4. Au soutien de sa demande de suspension, la requérante fait valoir que la situation de séparation avec son mari, avec lequel elle est mariée depuis 2011, affecte son état psychique. Toutefois, cette circonstance, pour regrettable qu’elle soit, n’est pas suffisante pour caractériser une situation d’urgence particulière justifiant qu’il soit ordonné une mesure de suspension sans attendre l’issue du recours au fond. En effet, il s’est écoulé plus de trois années entre l’octroi de la protection internationale à l’époux de Mme B… en janvier 2021 et le dépôt par cette dernière d’une demande de visa, sans qu’il soit fait état de circonstances particulières justifiant le délai ainsi écoulé, alors que la réunification familiale n’est pas soumise à des conditions de durée préalable de séjour régulier, de ressources ou de logement. De même, la présente requête n’a été enregistrée que plus de six mois après la naissance de la décision implicite de rejet en litige. Ainsi, la requérante doit être regardée comme ayant contribué à la situation d’urgence qu’elle invoque désormais.
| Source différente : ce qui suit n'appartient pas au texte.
PR #642, opened 2023-02-22
Fixed postgres password for postgis container

KludgeKML:
The kartoza image used for postgres+postgis development on imminence requires a password.


1pretz1 (approved):
Nice!

PR #643, opened 2023-02-28
Bump router golang version to 1.20.2

Tetrino:
Matches dependabot version upgrade.

### DIFF
--- a/projects/router/Dockerfile
+++ b/projects/router/Dockerfile
@@ -1,1 +1,1 @@
-FROM golang:1.19.1
+FROM golang:1.20.2


.ruby-version
```diff
@@ -1 +1 @@
-3.2.0
```
ChrisBAshton, line 1: This looks like it slipped in. Probably should be a separate PR (especially as it's a downgrade)!

Tetrino: Good catch. It shouldn't be needed at all. It'll sit here anyway until the k9s move is done.

chao-xian (approved):

PR #661, opened 2023-05-17
Add ability to run some frontends apps against integration data

brucebolt:
This allows us to run Collections, Finder Frontend and Government Frontend against the data present in the integration environment.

Si la requérante fait également valoir qu’elle est exposée en Afghanistan à un risque de traitements inhumains ou dégradants au regard de sa condition de femme, elle n’apporte cependant aucune précision sur ses conditions de vie dans ce pays et ne fait état d’aucun élément de nature à établir qu’elle serait personnellement exposée à des risques sérieux pour sa santé ou sa sécurité. A cet égard, s’il est fait état de la particulière vulnérabilité des femmes en Afghanistan en raison du régime oppressif mis en place depuis le retour au pouvoir dans ce pays des Talibans en août 2021, ces considérations liées au contexte politique locale ne révèlent l’existence d’aucun changement de circonstance depuis la date du dépôt de la demande de visa et susceptible de caractériser en l’espèce une situation d’urgence. Dans ces conditions, la condition d’urgence exigée par les dispositions de l’article L. 521-1 du code de justice administrative ne peut être regardée comme satisfaite.
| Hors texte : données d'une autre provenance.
PR #667, opened 2023-06-14
Fix replicate-mongodb.sh to work on linux

chrisroos:
The `\d` in the regexp passed to grep isn't supported in the GNU version of grep. I understand that the equivalent `[[:digit:]]` should work in all implementations.

The `-z` option to `tar` results in the following error on linux:

```
gzip: stdin: not in gzip format
tar: Child died with signal 13
tar: Error is not recoverable: exiting now
```

The `-z` option filters the output through gzip but I don't believe this is necessary because we're explicitly `gunzip`ing the dump before passing it to `tar`.

With these two changes the script runs without error on my linux development environment.

### DIFF
--- a/bin/replicate-mongodb.sh
+++ b/bin/replicate-mongodb.sh
@@ -49,7 +49,7 @@ if [[ -e "$archive_path" ]]; then
   echo "Skipping download - remove ${archive_path} to force a new download on the next run"
 else
   mkdir -p "$archive_dir"
-  remote_file_name=$(aws s3 ls "s3://${bucket}/${hostname}/" | grep "\d-$database.gz" | tail -n1 | sed 's/^.* .* .* //')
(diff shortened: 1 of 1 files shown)


chrisroos:
I'd appreciate someone testing these changes on a Mac to make sure I haven't broken anything there. You should be able to test with:

```
gds aws govuk-integration-readonly --assume-role-ttl 3h ./bin/replicate-mongodb.sh content-store
```

KludgeKML (approved):
Looks good to me, checked on M1 Mac (Ventura 13.4)

beccapearce:
This ran on my mac, monterey 12.6.6

chrisroos:
Awesome. Thanks @KludgeKML and @beccapearce :+1:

5. Il résulte de tout ce qui précède que la requête doit être rejetée, en toutes ses conclusions, selon la procédure prévue par l’article L. 522-3 du code de justice administrative.
O R D O N N E :
Article 1er : La requête de Mme B… est rejetée.
Article 2 : La présente ordonnance sera notifiée à Mme A… B….
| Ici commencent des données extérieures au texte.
PR #669, opened 2023-06-20
fix mongodb replication script

kornysietsma:
change to use current location of asset-manager backup file

### DIFF
--- a/bin/replicate-mongodb.sh
+++ b/bin/replicate-mongodb.sh
@@ -33,6 +33,10 @@ case "$app" in
     hostname=mongo-api
     database="${app//-/_}_production"
     ;;
+  "asset-manager")
+    hostname=mongo-normal
+    database=govuk_assets_production
+    ;;
   *)
     hostname=mongo
     database="${app//-/_}_production"


ChrisBAshton (approved):
Thanks for fixing this!

For context (for future devs who may look back at this), we arrived at this by:

> The previous data replication process looked at a [proprietary mongodb bucket](https://github.com/alphagov/govuk-docker/blob/ff55aa1698eccc8ab0ad926c50dae2c6b9516b71/bin/replicate-mongodb.sh#L47-L55) that was created via a separate mechanism to the usual govuk-env-sync mechanism (which drove all the other apps’ data replication)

Copie sera adressée au ministre de l’intérieur.
Fait à Nantes, le 19 décembre 2025.
Le juge des référés,
J. DANET
La République mande et ordonne au ministre de l’intérieur en ce qui le concerne ou à tous commissaires de justice à ce requis en ce qui concerne les voies de droit commun contre les parties privées, de pourvoir à l’exécution de la présente décision.